DATA SUPPLIED below:
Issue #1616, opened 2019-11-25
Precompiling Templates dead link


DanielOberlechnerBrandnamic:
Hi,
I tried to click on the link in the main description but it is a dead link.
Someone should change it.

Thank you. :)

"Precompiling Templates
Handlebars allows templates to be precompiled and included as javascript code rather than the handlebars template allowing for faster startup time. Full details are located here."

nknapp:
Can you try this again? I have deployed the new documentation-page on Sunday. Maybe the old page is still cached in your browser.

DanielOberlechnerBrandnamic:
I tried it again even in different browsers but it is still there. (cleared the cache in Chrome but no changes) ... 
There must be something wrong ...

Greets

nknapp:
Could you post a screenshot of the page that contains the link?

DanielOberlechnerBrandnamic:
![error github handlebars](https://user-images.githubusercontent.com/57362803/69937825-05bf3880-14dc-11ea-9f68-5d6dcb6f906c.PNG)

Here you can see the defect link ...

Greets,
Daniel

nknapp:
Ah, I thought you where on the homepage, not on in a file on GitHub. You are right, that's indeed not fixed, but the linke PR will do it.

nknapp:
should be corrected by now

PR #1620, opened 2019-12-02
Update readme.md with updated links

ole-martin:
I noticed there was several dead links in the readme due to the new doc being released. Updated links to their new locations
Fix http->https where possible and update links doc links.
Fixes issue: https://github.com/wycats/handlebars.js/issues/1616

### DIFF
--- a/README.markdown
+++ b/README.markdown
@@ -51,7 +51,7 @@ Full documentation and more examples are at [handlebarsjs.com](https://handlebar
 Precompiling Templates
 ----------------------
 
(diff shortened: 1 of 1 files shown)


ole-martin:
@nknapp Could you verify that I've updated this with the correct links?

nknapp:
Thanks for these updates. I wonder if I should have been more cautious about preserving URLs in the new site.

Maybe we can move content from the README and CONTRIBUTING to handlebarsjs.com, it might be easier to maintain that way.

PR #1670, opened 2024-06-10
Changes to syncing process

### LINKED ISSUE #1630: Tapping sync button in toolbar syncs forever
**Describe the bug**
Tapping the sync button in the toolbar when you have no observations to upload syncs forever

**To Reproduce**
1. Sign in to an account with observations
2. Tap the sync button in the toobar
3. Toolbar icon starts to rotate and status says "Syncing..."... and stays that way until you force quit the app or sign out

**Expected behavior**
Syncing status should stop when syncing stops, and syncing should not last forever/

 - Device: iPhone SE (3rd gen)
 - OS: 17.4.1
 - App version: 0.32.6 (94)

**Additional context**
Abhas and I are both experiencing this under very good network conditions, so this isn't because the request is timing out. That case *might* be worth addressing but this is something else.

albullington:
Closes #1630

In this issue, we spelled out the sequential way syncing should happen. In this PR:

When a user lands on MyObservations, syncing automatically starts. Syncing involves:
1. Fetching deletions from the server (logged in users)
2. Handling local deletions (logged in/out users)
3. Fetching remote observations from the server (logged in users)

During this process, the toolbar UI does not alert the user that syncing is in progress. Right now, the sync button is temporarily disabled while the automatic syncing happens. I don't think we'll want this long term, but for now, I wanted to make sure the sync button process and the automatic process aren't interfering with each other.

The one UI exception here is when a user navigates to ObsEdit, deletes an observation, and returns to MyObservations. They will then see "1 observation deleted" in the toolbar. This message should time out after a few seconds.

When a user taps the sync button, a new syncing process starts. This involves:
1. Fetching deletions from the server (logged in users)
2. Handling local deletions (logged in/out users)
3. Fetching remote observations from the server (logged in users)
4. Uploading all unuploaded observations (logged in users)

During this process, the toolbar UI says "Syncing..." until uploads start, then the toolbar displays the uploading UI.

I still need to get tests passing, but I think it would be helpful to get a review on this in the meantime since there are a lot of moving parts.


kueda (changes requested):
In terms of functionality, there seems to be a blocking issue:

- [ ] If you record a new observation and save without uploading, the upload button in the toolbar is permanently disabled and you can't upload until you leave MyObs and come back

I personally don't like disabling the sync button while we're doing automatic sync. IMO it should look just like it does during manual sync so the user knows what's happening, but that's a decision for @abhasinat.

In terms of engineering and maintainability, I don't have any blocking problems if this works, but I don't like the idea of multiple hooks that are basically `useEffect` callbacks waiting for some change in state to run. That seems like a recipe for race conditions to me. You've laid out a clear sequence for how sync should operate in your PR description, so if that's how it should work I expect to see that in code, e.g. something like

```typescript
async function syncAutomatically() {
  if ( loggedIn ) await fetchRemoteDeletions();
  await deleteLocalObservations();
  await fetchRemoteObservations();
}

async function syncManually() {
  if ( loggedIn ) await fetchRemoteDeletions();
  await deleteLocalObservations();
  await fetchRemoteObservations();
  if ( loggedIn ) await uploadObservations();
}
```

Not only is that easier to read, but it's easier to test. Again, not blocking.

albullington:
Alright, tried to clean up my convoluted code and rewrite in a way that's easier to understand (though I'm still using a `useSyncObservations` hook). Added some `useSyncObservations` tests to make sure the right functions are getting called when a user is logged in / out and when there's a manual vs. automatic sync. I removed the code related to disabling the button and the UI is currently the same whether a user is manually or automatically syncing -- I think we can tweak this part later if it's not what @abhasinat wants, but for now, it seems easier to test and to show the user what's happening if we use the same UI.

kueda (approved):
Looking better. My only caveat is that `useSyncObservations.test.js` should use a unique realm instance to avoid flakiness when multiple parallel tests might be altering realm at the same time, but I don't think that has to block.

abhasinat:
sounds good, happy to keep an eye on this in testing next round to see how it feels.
End of DATA SUPPLIED.
TASK REQUIREMENTS >>
Pull out every line in the data above that has the word "disabled".

RESULT FOR THIS EXERCISE >>
During this process, the toolbar UI does not alert the user that syncing is in progress. Right now, the sync button is temporarily disabled while the automatic syncing happens. I don't think we'll want this long term, but for now, I wanted to make sure the sync button process and the automatic process aren't interfering with each other.
- [ ] If you record a new observation and save without uploading, the upload button in the toolbar is permanently disabled and you can't upload until you leave MyObs and come back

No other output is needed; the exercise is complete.